(Saved data entries)
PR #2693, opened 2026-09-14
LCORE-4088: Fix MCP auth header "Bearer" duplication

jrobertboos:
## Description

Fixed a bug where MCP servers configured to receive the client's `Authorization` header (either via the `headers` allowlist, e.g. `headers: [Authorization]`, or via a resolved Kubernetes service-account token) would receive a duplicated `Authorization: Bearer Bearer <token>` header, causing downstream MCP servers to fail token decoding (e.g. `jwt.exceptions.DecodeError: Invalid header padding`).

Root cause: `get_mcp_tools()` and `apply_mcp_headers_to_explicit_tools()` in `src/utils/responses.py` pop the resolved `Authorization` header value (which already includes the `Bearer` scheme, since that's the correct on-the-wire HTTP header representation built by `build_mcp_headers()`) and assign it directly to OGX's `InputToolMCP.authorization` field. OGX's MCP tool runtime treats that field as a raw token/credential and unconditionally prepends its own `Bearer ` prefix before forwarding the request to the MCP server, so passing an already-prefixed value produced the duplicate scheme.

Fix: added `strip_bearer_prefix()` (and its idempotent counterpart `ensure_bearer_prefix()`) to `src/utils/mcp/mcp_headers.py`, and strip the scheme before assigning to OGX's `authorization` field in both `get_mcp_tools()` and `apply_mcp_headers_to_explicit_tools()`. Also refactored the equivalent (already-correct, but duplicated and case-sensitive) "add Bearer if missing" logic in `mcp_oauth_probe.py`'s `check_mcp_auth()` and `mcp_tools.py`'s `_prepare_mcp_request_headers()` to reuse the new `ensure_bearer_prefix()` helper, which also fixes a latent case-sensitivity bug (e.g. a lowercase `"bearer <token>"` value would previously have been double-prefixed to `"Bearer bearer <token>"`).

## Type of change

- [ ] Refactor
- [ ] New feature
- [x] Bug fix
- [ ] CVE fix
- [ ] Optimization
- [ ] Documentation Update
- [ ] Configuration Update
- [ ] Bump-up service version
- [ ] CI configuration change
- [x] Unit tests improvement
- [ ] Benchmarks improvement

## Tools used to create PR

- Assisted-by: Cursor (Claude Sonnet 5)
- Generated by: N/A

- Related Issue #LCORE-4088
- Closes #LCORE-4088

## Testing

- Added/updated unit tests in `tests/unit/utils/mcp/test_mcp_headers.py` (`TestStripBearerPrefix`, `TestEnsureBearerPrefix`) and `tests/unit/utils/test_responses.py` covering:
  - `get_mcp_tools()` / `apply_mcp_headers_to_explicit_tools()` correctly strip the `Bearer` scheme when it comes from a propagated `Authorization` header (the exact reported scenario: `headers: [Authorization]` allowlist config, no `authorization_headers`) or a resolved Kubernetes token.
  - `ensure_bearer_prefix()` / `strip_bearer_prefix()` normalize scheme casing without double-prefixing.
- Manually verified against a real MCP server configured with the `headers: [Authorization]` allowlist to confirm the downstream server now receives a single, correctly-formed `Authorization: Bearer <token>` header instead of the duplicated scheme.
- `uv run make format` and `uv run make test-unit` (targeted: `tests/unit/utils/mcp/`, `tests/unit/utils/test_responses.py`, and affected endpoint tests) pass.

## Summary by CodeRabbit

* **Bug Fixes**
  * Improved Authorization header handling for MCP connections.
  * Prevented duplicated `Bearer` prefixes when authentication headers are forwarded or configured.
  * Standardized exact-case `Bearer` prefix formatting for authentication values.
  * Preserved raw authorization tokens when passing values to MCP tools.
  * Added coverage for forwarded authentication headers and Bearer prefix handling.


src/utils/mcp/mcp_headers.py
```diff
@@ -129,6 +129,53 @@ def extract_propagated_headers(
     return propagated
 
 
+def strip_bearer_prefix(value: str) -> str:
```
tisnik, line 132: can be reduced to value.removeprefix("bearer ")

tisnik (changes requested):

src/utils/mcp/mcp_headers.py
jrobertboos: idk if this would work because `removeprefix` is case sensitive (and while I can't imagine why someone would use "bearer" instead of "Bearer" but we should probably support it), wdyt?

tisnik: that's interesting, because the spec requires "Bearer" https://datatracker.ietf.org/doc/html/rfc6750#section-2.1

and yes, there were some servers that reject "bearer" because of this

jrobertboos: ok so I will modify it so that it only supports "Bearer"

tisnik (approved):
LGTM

### REQUIREMENT
Each line above that contains "this" must be copied out.

### WRITTEN REPLY
jrobertboos: idk if this would work because `removeprefix` is case sensitive (and while I can't imagine why someone would use "bearer" instead of "Bearer" but we should probably support it), wdyt?
and yes, there were some servers that reject "bearer" because of this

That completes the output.